And then there were two. In the regular season, 30 teams had their eyes on one particular oversized silver trophy. By the start of the playoffs, that field was narrowed down to just 16. Now only the Los Angeles Kings and New Jersey Devils remain, and the puck drops on their series tonight.
The Kings have quickly made themselves out to be the darlings of this year’s postseason. Shoved into a first-round series against the team with the best record in the regular season, the Vancouver Canucks, the Kings went over the border and turned a few heads with a Game 1 victory. Was it luck? It appears not, because the Kings jumped out to a 3-0 game lead in the series before the mighty Canucks clinched their first victory. By Game Five, the series was over and Los Angeles had dethroned the top team in the west.
But the road didn’t get much easier for the Kings in the second round. They say goaltending wins you Stanley Cups and the second-seeded St. Louis Blues had a doozy of a duo in their goaltenders. Heading into the playoffs, Jaroslav Halak and Brian Elliot both had a GAA under 2.00. But neither of them seemed to get a word in edgewise as the Kings goaltender Jonathan Quick was just that and much, much more. His .941 save percentage stole the show as the Kings SWEPT the Blues in four games.
By the conference finals, no one was prepared to take Los Angeles lightly. But by then, it might’ve been too late.

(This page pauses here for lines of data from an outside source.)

PR #585, opened 2025-12-10
[cli/api] Add automatic retry with backoff for 429 rate limit responses

thomasdesr:
## Summary
- This PR adds (& enables by default) automatic retry for HTTP `429 (Too Many Requests)` the `bk api` commands
- Added `--verbose` flag to observe retry behavior when using the CLI

Note: I didn't want to make this the default anywhere other than the CLI because I don't know what the consequences would be of making this the default 🙃 If you think its safe, happy to make it the default everywhere 🤣 

## Implementation Details
- Built following the docs here: https://buildkite.com/docs/apis/rest-api/limits
- When the client experiences a `429` it won't retry before `RateLimit-Reset` timer has expired
- If after that, it _still_ hits another `429`, it starts to exponentially backoff on repeated rate limits
- `internal/http` gained a few additional options to configure the behavior:
  - `WithMaxRetries` to control how many attempts & `WithMaxRetryDelay()` to set an upper bound on retry intervals 
  - `WithOnRetry` callback (currently used by the `--verbose` flag for printing warnings about backoff being hit)

### DIFF
--- a/cmd/agent/list.go
+++ b/cmd/agent/list.go
@@ -71,7 +71,7 @@ Examples:
 }
 
 func (c *ListCmd) Run(kongCtx *kong.Context, globals cli.GlobalFlags) error {
-	f, err := factory.New()
+	f, err := factory.New(factory.WithDebug(globals.EnableDebug()))
 	if err != nil {
 		return err
 	}
--- a/cmd/agent/pause.go
+++ b/cmd/agent/pause.go
@@ -40,7 +40,7 @@ Examples:
 }
 
 func (c *PauseCmd) Run(kongCtx *kong.Context, globals cli.GlobalFlags) error {
-	f, err := factory.New()
+	f, err := factory.New(factory.WithDebug(globals.EnableDebug()))
 	if err != nil {
 		return err
 	}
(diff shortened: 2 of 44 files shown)


thomasdesr:
Hey @scadu! Thanks for the second look! I've rebased onto main and resolved conflicts from the Kong migration.

Two thoughts:
* I re-added the `--verbose` flag into the ApiCmd Kong struct, but kept it command-local for now rather than root-level, lmk if you want me to move it back to global! I saw it wasn't setup yet at the global level
* I'm also not super familiar with roko so if you could take a close look at how I'm using it, I'd appreciate it :D Would love confirmation if `roko.Constant(0) + SetNextInterval()` is the right pattern for server-directed delays, or if there's a more idiomatic approach 🙏 

Sorry for the turnaround delay! Ptal :D

thomasdesr:
> In this case we can consider using roko.Exponential, e.g.: roko.WithStrategy(roko.Exponential(2, 0)), // Wait (2 ^ attemptCount) + 0 seconds between attempts.

I don't think this actually works due to how `SetNextInterval` works, it'll override the next attempt's sleep right? And since we call it every time, it will never actually hit the strategy's "sleep amount".

Please let me know if I'm misunderstanding either its behavior or your suggest 🙏

PR #542, opened 2017-11-20
Remove " på"

scootergrisen:


CendioOssman:
Thank you for your contribution! Unfortunately we cannot do direct modifications of the translation files as they are handled by the [translation project](https://translationproject.org/html/welcome.html). The contact information for reporting bugs for Danish translations can be found here:

https://translationproject.org/team/da.html

PR #551, opened 2017-12-06
Add gitignore

tequillaz:
Add stadard ignores for C, C++, Java, CMake.

Based on [github gitignore](https://github.com/github/gitignore) project

### DIFF
--- a/.gitignore
+++ b/.gitignore
@@ -1,69 +1,14 @@
 
 
-#######
-## C ##
-#######
-
-# Prerequisites
-*.d
-
-# Object files
-*.o
-*.ko
-*.obj
-*.elf
-
-# Linker output
-*.ilk
-*.map
-*.exp
-
-# Precompiled Headers
-*.gch
-*.pch
-
-# Libraries
-*.lib
-*.a
-*.la
-*.lo
-
-# Shared objects (inc. Windows DLLs)
-*.dll
-*.so
-*.so.*
-*.dylib
-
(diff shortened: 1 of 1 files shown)


CendioOssman:
Thank you, but personally I think this thing is massively excessive and difficult to work with. Could you reduce it to things that are actually relevant for TigerVNC?

tequillaz:
TigerVNC doesn't use c-lang, it is possible to remove c-lang part. All
other parts, yes, they are huge but it is community experience in
c++/java/cmake usage. I think we must save c++/java/cmake parts.

7 дек. 2017 г. 12:43 ПП пользователь "Pierre Ossman (Work account)" <
notifications@github.com> написал:

Thank you, but personally I think this thing is massively excessive and
difficult to work with. Could you reduce it to things that are actually
relevant for TigerVNC?

—
You are receiving this because you authored the thread.
Reply to this email directly, view it on GitHub
<https://github.com/TigerVNC/tigervnc/pull/551#issuecomment-349915313>, or mute
the thread

CendioOssman:
There's a bunch of crap in the other ones as well. E.g. `*.d` and `*.mod`. So I'm still :-1: for just putting this massive template in.

CendioOssman:
Thank you, a little bit better, but still lots of stuff left. I'd like to see this reduces to just the things we need. So please check the rest and remove the sections that are for things that we don't have in our project.

PR #552, opened 2017-12-06
Replacing some platform independant tools

tequillaz:
Replacing os/thread, os/mutex, os/condition by modern (hah!) analogs from std library


CendioOssman:
Cleanups are always nice, but unfortunately we want to support RHEL 6 for a while longer. And the gcc there doesn't support all of C++11. Please see #514 and see what changes you are proposing that might cause issues.

tequillaz:
Some time before try to compile this with gcc 4.4.7. With c++0x flag std::thread and std::mutex is supported but lamdas not. I can make patch If someone can test it on RHEL 6.

bphinz:
> I can make patch If someone can test it on RHEL 6.

I can run a test build for el6.  Just provide me with a branch name in your repo (if other than feature/replace_os_tools).

tequillaz:
@bphinz look at [feature/replace_os_tools__rhel6](/tequillaz/tigervnc/tree/feature/replace_os_tools__rhel6)

bphinz:
> @bphinz look at feature/replace_os_tools__rhel6

That failed to build on all platforms.  

Linux (it looks like at a minimum c++0x flag is needed):

`#error This file requires compiler and library support for the upcoming ISO C++ standard, C++0x. This support is currently experimental, and must be enabled with the -std=c++0x or -std=gnu++0x compiler options.`

OS X:

`/Users/bphinz/workspace/osx-binaries/build/tigervnc-1.8.80-20171224git8287affb/common/rfb/Configuration.h:46:10: fatal error: 'mutex' file not found
#include <mutex>`

Windows (MXE):

`Scanning dependencies of target os
[  1%] Building C object common/os/CMakeFiles/os.dir/w32tiger.c.obj
[  2%] Building CXX object common/os/CMakeFiles/os.dir/os.cxx.obj
/home/bphinz/workspace/win64-binaries/tigervnc-1.8.80-20171224git8287affb/common/os/os.cxx:28:17: fatal error: pwd.h: No such file or directory
 #include <pwd.h>`

CendioOssman:
Any progress on this?

PR #588, opened 2018-01-29
Rename README.txt to README.rst and convert to reStructuredText

astrand:


CendioOssman:
Seems okay, but please don't modify the `.po` files (or `.pot` file ideally) as those things are handled separately. It should sync up the next time the translations are done.

PR #617, opened 2018-03-22
change parameter name

lean0708:
the "server" parameter should be named "Host" because the most vnc viewers recieves that parameter instead off "Server"


bphinz:
This change would not be backwards compatible.  I'd much rather see something that allows for Host or Server.

Issue #91, opened 2014-12-12
full screen over multiple, but not all monitors


ercanal:
It will be great which monitors  can be used by vncviewer. 
Ex:
2 Monitors -> Vnc Viewer Full Screen
1 Monitor -> Other programs
##

jrwagz:
I too would like to be able to do this.  I tried the following to see if it would work, and had no luck :(

- enable full screen over all monitors in TigerVNC client
- while in full screen over all monitors, go to the GNOME display settings, and disable one of the monitors

While this does affect the overall display, it doesn't do what you would expect, or anything useful.  I have 4 monitors arranged horizontally, and when I disabled one of them I ended up getting 3 "monitors" centered across the 4 monitors, with empty black space on the far left and right, and the monitor transitions occurred in the middle of the actual monitors.

dezza:
How do you go fullscreen over a single monitor?

When I try "vncviewer host:displaynum" I think it interprets it as a port.

CendioOssman:
> How do you go fullscreen over a single monitor?

It's in the viewer options dialog. It will go fullscreen over the same monitor the window is currently in.

> When I try "vncviewer host:displaynum" I think it interprets it as a port. It won't work.

`displaynum` here means display in the X11 sense of the word. It does not have anything to do with monitors.

luisgutz:
Would be great to do this.
I have the same configuration as ercanal: 3 monitors, and I would like to use 1 for windows/email.

fbordeu:
Same case for me, I have 3 screens (I'm in windows connectig to a remot linux). I will line 1 monitor for windows and 2 monitors for tigervnc in fuul screen mode.

wickedviking:
I can tell you that the first VNC client to support this feature will become the go to VNC client for windows users. I"ve been wanting this for years. I don't want to mess with ugly geometry hacks because I have different resolutions in the office than I do at home. I just want to open my VNC client, tell it which monitors to use, and connect to the remote system...

3 monitors in both home and office, home is 4k, office is 1080p. This all or one thing is for the birds...

microwaveguy:
I've been following this issue for a while. Until a recent search and found the following link:
https://superuser.com/questions/827969/how-to-configure-realvnc-viewer-to-display-on-only-specific-monitors-instead-of
I've tested today, it worked pretty well with my 3-monitor setting. Still in 30-day free trial mode, not sure what will happen in free mode, though. But could worth a purchase.

[...]

PR #642, opened 2018-05-07
Recreate fullscreen window if screens are removed or added

astrand:
As the code comment says, this functionality is not available on macOS, but I don't think that should prevent us from adding this functionality on the other platforms.


jcpunk:
I was sent here by https://www.fltk.org/str.php?L3462.  Any chance to get this merged?

CendioOssman:
I think this is good to go (a bit of a shame that macOS doesn't work though). But I'm concerned that there are a number of users relying on this not working as a workaround for #91. :/

CendioOssman:
So #91 is now fixed, which means this can be merged.

PR #656, opened 2018-06-07
Feature/recent connection list

oscarfmg:
As a vnc user I usually have to connect to several servers. As a matter of fact it's somehow hard to remember multiple vnc server names or load configuration form multiple locations.

I've implemented a list with the most recent servers used through the vncviewer in order to make my daily job easier.

It maybe would be helpful for anyone.

The trick here is that I've used c++11 features in order to make it easier. Then you must have to compile it with gcc 7 or greather. Or if you want to use gcc 4.7 you must append the CXX_FLAG -std=c++11 to the project.

I can rewrite to use only cxx03 specs but It will demand more time in order to get it ready.

### DIFF
--- a/vncviewer/CMakeLists.txt
+++ b/vncviewer/CMakeLists.txt
@@ -5,6 +5,7 @@ include_directories(${CMAKE_SOURCE_DIR}/common)
 set(VNCVIEWER_SOURCES
   menukey.cxx
   CConn.cxx
+  ConnectionsTable.cxx
   DesktopWindow.cxx
   UserDialog.cxx
   ServerDialog.cxx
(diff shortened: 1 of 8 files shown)


CendioOssman:
I'm afraid we want to support RHEL 6 for a while longer, so gcc 4.4.7 is the baseline. That still has some C++11 features, but it does require more care.

oscarfmg:
Hello again.
Finally I've refactorized code and now it doesn't require the C++11 features.

CendioOssman:
This would be a very nice feature. :)

However it is pretty intrusive in the UI for just a server name cache. Have you looked at doing an auto-complete/drop down in the server field? That would be similar to many other applications, most notably browsers.

oscarfmg:
Sorry I was out of time those days.
Ok. Let me check how to add the history as a dropdown rather than a table.

CendioOssman:
Any luck? :)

The Kings had awakened the sleeping giant that is the television market they play in and, for the first time in a long time, Los Angeles sports fans weren’t talking about the Lakers or the Dodgers. Los Angeles, facing the Phoenix Coyotes, jumped out to their THIRD 3-0 series lead. This time around, though, L.A. had help from one of their namesakes. Left Winger Dwight King caught fire and scored four goals in the series as Los Angeles dismissed the Coyotes in five games. And that Jonathan Quick? His save percentage once again stood at an astounding .939.
Over in the east, the New Jersey Devils road to tonight’s game was a little bumpier. Facing off against the Florida Panthers in the first round, the Devils quickly dropped two straight after taking Game 1. A 3-0 victory in Game 5 by the Panthers put them on the brink of elimination. From there, you only need basic math skills to figure out what happened. But, again, it wasn’t easy. Both Game 6 and Game 7 went to at least one overtime, with the Devils squeaking by in both games.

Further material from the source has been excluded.